# Supplied material

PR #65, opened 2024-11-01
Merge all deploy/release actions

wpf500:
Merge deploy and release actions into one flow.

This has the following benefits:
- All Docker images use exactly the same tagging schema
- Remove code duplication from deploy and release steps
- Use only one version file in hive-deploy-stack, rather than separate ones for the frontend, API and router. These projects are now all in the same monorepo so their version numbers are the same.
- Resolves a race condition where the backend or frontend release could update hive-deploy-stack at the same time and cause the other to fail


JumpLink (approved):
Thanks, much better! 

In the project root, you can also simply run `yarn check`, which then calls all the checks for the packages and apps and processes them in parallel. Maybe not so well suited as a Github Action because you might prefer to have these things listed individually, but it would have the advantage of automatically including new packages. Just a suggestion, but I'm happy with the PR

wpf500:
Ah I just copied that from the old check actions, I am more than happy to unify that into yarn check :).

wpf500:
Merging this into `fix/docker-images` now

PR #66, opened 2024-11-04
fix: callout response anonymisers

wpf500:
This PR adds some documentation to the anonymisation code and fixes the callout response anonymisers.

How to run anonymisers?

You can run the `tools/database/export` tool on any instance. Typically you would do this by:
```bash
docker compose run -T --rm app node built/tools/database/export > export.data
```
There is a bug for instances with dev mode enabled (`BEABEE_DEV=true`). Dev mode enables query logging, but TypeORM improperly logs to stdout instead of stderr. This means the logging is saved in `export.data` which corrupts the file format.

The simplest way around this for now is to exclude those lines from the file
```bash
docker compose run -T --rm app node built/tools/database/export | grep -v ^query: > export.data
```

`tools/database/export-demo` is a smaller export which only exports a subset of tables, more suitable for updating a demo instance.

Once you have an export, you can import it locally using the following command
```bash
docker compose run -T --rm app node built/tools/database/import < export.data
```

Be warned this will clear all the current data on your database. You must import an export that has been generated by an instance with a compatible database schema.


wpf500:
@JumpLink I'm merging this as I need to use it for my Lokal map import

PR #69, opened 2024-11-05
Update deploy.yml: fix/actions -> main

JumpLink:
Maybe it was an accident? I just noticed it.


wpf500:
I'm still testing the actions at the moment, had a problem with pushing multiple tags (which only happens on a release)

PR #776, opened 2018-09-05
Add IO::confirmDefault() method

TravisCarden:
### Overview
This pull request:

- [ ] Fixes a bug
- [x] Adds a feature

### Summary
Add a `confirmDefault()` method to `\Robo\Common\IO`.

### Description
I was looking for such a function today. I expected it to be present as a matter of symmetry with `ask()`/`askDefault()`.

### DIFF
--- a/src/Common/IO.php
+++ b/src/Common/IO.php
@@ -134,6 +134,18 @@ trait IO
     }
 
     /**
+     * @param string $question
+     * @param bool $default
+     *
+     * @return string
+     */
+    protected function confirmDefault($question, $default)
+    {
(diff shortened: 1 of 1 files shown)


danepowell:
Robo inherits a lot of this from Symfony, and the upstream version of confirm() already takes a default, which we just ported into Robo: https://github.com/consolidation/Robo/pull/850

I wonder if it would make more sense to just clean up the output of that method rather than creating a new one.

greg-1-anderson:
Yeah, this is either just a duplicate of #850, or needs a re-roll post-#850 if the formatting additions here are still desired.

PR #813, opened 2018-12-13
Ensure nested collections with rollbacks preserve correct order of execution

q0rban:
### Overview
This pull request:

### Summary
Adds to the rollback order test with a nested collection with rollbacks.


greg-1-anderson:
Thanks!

# Task brief
Every line of the data should be output exactly as it was given.

# Worked solution
PR #65, opened 2024-11-01
Merge all deploy/release actions

wpf500:
Merge deploy and release actions into one flow.

This has the following benefits:
- All Docker images use exactly the same tagging schema
- Remove code duplication from deploy and release steps
- Use only one version file in hive-deploy-stack, rather than separate ones for the frontend, API and router. These projects are now all in the same monorepo so their version numbers are the same.
- Resolves a race condition where the backend or frontend release could update hive-deploy-stack at the same time and cause the other to fail


JumpLink (approved):
Thanks, much better! 

In the project root, you can also simply run `yarn check`, which then calls all the checks for the packages and apps and processes them in parallel. Maybe not so well suited as a Github Action because you might prefer to have these things listed individually, but it would have the advantage of automatically including new packages. Just a suggestion, but I'm happy with the PR

wpf500:
Ah I just copied that from the old check actions, I am more than happy to unify that into yarn check :).

wpf500:
Merging this into `fix/docker-images` now

PR #66, opened 2024-11-04
fix: callout response anonymisers

wpf500:
This PR adds some documentation to the anonymisation code and fixes the callout response anonymisers.

How to run anonymisers?

You can run the `tools/database/export` tool on any instance. Typically you would do this by:
```bash
docker compose run -T --rm app node built/tools/database/export > export.data
```
There is a bug for instances with dev mode enabled (`BEABEE_DEV=true`). Dev mode enables query logging, but TypeORM improperly logs to stdout instead of stderr. This means the logging is saved in `export.data` which corrupts the file format.

The simplest way around this for now is to exclude those lines from the file
```bash
docker compose run -T --rm app node built/tools/database/export | grep -v ^query: > export.data
```

`tools/database/export-demo` is a smaller export which only exports a subset of tables, more suitable for updating a demo instance.

Once you have an export, you can import it locally using the following command
```bash
docker compose run -T --rm app node built/tools/database/import < export.data
```

Be warned this will clear all the current data on your database. You must import an export that has been generated by an instance with a compatible database schema.


wpf500:
@JumpLink I'm merging this as I need to use it for my Lokal map import

PR #69, opened 2024-11-05
Update deploy.yml: fix/actions -> main

JumpLink:
Maybe it was an accident? I just noticed it.


wpf500:
I'm still testing the actions at the moment, had a problem with pushing multiple tags (which only happens on a release)

PR #776, opened 2018-09-05
Add IO::confirmDefault() method

TravisCarden:
### Overview
This pull request:

- [ ] Fixes a bug
- [x] Adds a feature

### Summary
Add a `confirmDefault()` method to `\Robo\Common\IO`.

### Description
I was looking for such a function today. I expected it to be present as a matter of symmetry with `ask()`/`askDefault()`.

### DIFF
--- a/src/Common/IO.php
+++ b/src/Common/IO.php
@@ -134,6 +134,18 @@ trait IO
     }
 
     /**
+     * @param string $question
+     * @param bool $default
+     *
+     * @return string
+     */
+    protected function confirmDefault($question, $default)
+    {
(diff shortened: 1 of 1 files shown)


danepowell:
Robo inherits a lot of this from Symfony, and the upstream version of confirm() already takes a default, which we just ported into Robo: https://github.com/consolidation/Robo/pull/850

I wonder if it would make more sense to just clean up the output of that method rather than creating a new one.

greg-1-anderson:
Yeah, this is either just a duplicate of #850, or needs a re-roll post-#850 if the formatting additions here are still desired.

PR #813, opened 2018-12-13
Ensure nested collections with rollbacks preserve correct order of execution

q0rban:
### Overview
This pull request:

### Summary
Adds to the rollback order test with a nested collection with rollbacks.


greg-1-anderson:
Thanks!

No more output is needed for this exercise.